> [Work order] Report the tally of lines featuring the word "helper" in the entries below, without anything else.

Records from a data source:

________________

PR #491, opened 2026-05-14
fix(wallet): per-input signing after HD rotation

pietro909:
Follow-up on top of #489.

## Summary
- Route per-input signing through `DescriptorProvider` so rotated VTXOs (locked by index-N pubkeys) get signed by the right key instead of falling back to identity index-0.
- Persist `metadata.signingDescriptor` on rotated contracts and resolve each input's script to its contract at sign time. arkTx signing accepts a per-input source-script override because checkpoint `witnessUtxo` scripts don't match the source VTXO's contract.
- Forward `walletMode` to the service worker wallet so worker-mode wallets pick up the same HD signing path.

## Test plan
- [x] `pnpm lint`
- [x] `pnpm test:unit`
- [ ] `pnpm test:integration` (HD rotation + send/renew)

## Manual testing

1. mutinynet
2. brand new wallet with mnemonic phrase
3. first 2 transactions received through Arkade 
4. third ($14.94) via Lightning
5. sent all the coins back (Arkade) 
6. received from onchain (onboarding address)
7. sent a fraction via arkade

Contracts rotate, coins are spent with the correct scripts.

image

### DIFF
--- a/src/wallet/wallet.ts
+++ b/src/wallet/wallet.ts
@@ -28,7 +28,7 @@ import {
     validateVtxoTxGraph,
 } from "../tree/validation";
 import { validateBatchRecipients } from "./validation";
-import { Identity, isBatchSignable, ReadonlyIdentity } from "../identity";
+import { Identity, ReadonlyIdentity } from "../identity";
 import {
     ArkTransaction,
     Asset,
@@ -63,7 +63,6 @@ import { VtxoScript } from "../script/base";
 import { CSVMultisigTapscript, RelativeTimelock } from "../script/tapscript";
 import {
     buildOffchainTx,
-    combineTapscriptSigs,
     hasBoardingTxExpired,
     isValidArkAddress,
 } from "../utils/arkTransaction";
@@ -98,6 +97,7 @@ import {
     IndexedDBWalletRepository,
 } from "../repositories";
 import { ContractManager } from "../contracts/contractManager";
+import { Contract } from "../contracts/types";
 import { contractHandlers } from "../contracts/handlers";
 import { timelockToSequence } from "../utils/timelock";
 import { clearSyncCursor, updateWalletState } from "../utils/syncCursors";
@@ -106,6 +106,7 @@ import {
     saveVtxosForContract,
 } from "../contracts/vtxoOwnership";
 import { WalletReceiveRotator } from "./walletReceiveRotator";
+import { DescriptorProvider } from "../identity/descriptorProvider";
 
 export const getArkadeServerUrl = ({
     arkServerUrl,
@@ -177,6 +178,38 @@ function hasToReadonly(identity: unknown): identity is HasToReadonly {
         "toReadonly" in identity &&
         typeof (identity as any).toReadonly === "function"
     );
+}
+
+/**
+ * Thrown when {@link Wallet.signInputsByOwner} encounters a default or
+ * delegate contract whose owning pubkey differs from the identity's
+ * baseline (so it must be signed via {@link DescriptorProvider}) but
+ * the contract record has no `metadata.signingDescriptor`. This happens
+ * on wallets that rotated under the original HD branch (which only
+ * persisted `params.pubKey`) — the fix-forward is to manually write a
+ * `signingDescriptor` onto each affected contract record, or to restore
+ * from a pre-rotation snapshot.
+ *
+ * Surfacing this loudly is intentional: silently falling back to the
+ * identity's index-0 key would reproduce the original "missing tapscript
+ * spend sig" server error — a confusingly-late failure with no obvious
+ * root cause.
+ */
+export class MissingSigningDescriptorError extends Error {
+    readonly name = "MissingSigningDescriptorError";
+
+    constructor(
+        readonly contractScript: string,
+        readonly contractType: "default" | "delegate"
+    ) {
+        super(
+            `Cannot sign input for ${contractType} contract ${contractScript}: ` +
+                `metadata.signingDescriptor is missing. This wallet was rotated ` +
+                `on an earlier build that did not persist signing descriptors. ` +
+                `Manually set metadata.signingDescriptor on the contract record, ` +
+                `or restore from a pre-rotation snapshot.`
+        );
+    }
 }
 
 export class ReadonlyWallet implements IReadonlyWallet {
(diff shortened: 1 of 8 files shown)


ghost (changes requested):
## Code Review — `signInputsByOwner` migration (PR #491)

**Reviewer**: Arkana (automated code review agent)
**Verdict**: Request changes — protocol-critical PR, requires human sign-off regardless

---

### Summary

This PR replaces all `identity.sign()` / `identity.signMultiple()` call sites in `Wallet` with a new `signInputsByOwner()` private method that routes each PSBT input to either the identity's baseline key or a `DescriptorProvider` based on the owning contract's pubkey. This fixes the core HD-rotation-after-send bug (`INVALID_PSBT_INPUT (5): missing tapscript spend sig`). The approach is sound and well-documented.

### ✅ What looks correct

1. **Signing migration is complete.** Every `identity.sign()` call site for VTXO owner signing is migrated: settlement boarding, forfeits, all 3 intent proofs, checkpoint signing in `finalizePendingTxs`, and `buildAndSubmitOffchainTx`. The musig2 `identity.signerSession()` path correctly remains untouched (that's collaborative signing, not owner signing).

2. **arkTx input positional mapping is safe.** Verified the chain: `inputs[]` → `buildOffchainTx` → `buildCheckpointTx.map()` → `buildVirtualTx` sequential `addInput()`. No reordering anywhere. The `arkTxOwnerScripts` override map is correct.

3. **Sequential threading preserves signatures.** `identity.sign()` → returns new tx with identity sigs → passed to `signWithDescriptor()` → `signTxWithKey` clones (preserving prior sigs) → adds descriptor sigs. Accumulation is correct.

4. **MissingSigningDescriptorError is the right call.** Silently falling back to index-0 would reproduce the original bug with an opaque server error. Failing loudly with a typed error is correct.

5. **Test coverage is thorough.** ~550 new test lines covering: rotated intent proofs (all 3 types), mixed baseline+rotated, missing descriptor error, cosigner/connector skip, `buildAndSubmitOffchainTx` with rotation, baseline regression, provider opt-in.

6. **`signingDescriptor` persistence in contract metadata** (`walletReceiveRotator.ts:537-544`) — correct location, correct timing.

### ⚠️ Issues to address

#### P0 — Protocol correctness

**1. Settlement forfeit signing — contract lookup may fail for boarding VTXOs**
`wallet.ts` — `signInputsByOwner` called with `[i]` / `[0]` from the settlement handler. For boarding UTXOs, the code falls through to the `boardingScriptHex` comparison (line ~345 in signInputsByOwner). However, if a rotated wallet receives boarding UTXOs (which use the identity's base pubkey in the boarding tapscript), this still routes correctly through identity. **Confirm**: is it possible to have a boarding UTXO locked by a rotated pubkey? If yes, the boarding-script check only matches the *baseline* boarding script and would silently skip a rotated-boarding input. If no (boarding always uses baseline key), this is fine.

**2. Batch signing regression is a real UX hit for hardware/external signers**
The removal of `isBatchSignable` / `signMultiple` means external signers (Ledger, mobile wallet bridges) now get N+1 confirmation popups per send instead of 1. The comment references a future `BatchSignableDescriptorProvider` but there's no tracking issue. This should be:
- Documented in the PR description / CHANGELOG
- Tracked in a GitHub issue (not just a markdown file reference)
- Ideally: for the identity-sign group (baseline inputs), `signMultiple` could still be used when `isBatchSignable` is true, only falling back to sequential for descriptor groups

#### P1 — Type safety / robustness

**3. `Contract.metadata?.signingDescriptor` has no compile-time safety**
`wallet.ts:~371` — `metadata` is `Record<string, unknown>`. A typo like `signinDescriptor` anywhere in the codebase would compile clean and silently produce `undefined`. Consider:
- Adding a `ContractMetadata` interface with optional `signingDescriptor?: string` and `source?: string`
- Or at minimum, extracting the key name to a shared constant

**4. `signWithDescriptor` returns a clone — the sequential loop relies on this implicitly**
`wallet.ts:~405-413` — the contract between `signInputsByOwner` and `signWithDescriptor` is: "you clone my tx, sign the clone, return it." If any future `DescriptorProvider` implementation signs in-place and returns the same reference, signatures from earlier groups could be lost. The method comment should document this contract explicitly, or the threading should defensively clone before passing to `signWithDescriptor`.

#### P2 — Missing test coverage

**5. No test for settlement/forfeit signing after rotation.**
The settlement boarding path (`handleSettlementFinalizationEvent`) and forfeit signing path are both migrated to `signInputsByOwner` but have no rotation-specific tests. These are protocol-critical paths — if the contract lookup fails for a settlement input, the user can't settle and their funds are locked until CSV expiry. These are admittedly harder to test in unit tests, but at minimum a note/tracking issue for integration test coverage would be good.

### 🔍 Observations (non-blocking)

- `isBatchSignable` and `combineTapscriptSigs` are removed from wallet.ts imports but remain used elsewhere (`staticDescriptorProvider.ts`, `boltz-swap`). No cross-repo breakage.
- `ServiceWorkerWalletMode` type and `walletMode` passthrough are clean. No consumers yet outside the SDK itself.
- The `ReceiveRotatorBootResult.provider` field addition is backwards-compatible (additive).
- The `lookupScriptOverrides` parameter on `signInputsByOwner` is well-designed — clean separation between "what script owns this input" and "what witnessUtxo is on the PSBT".

### 🚨 Protocol-critical flag

This PR touches **transaction signing, forfeit paths, and settlement flows**. Even with the issues above resolved, this requires explicit human review and sign-off before merge per project policy.

---
*🤖 Review by Arkana — automated code review agent*

Kukks (approved):

src/wallet/wallet.ts
```diff
@@ -2119,6 +2165,191 @@ export class Wallet extends ReadonlyWallet implements IWallet {
...
+     *   script used to look up the owning contract. Required for the
+     *   offchain `arkTx`, whose `witnessUtxo.script` is the *checkpoint*
+     *   pkScript (server-unroll + collaborative-closure combo) and not
+     *   the source VTXO's contract script — without an override the
+     *   helper would silently skip every arkTx input. Callers that sign
+     *   transactions whose inputs do match a contract directly (intent
+     *   proofs, checkpoints, forfeits, settlement boarding) can omit
+     *   this and the helper falls back to `witnessUtxo.script`.
+     */
+    private async signInputsByOwner(
```
Kukks, line 2212: This is super messy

________________

> [Answer for this exercise] 2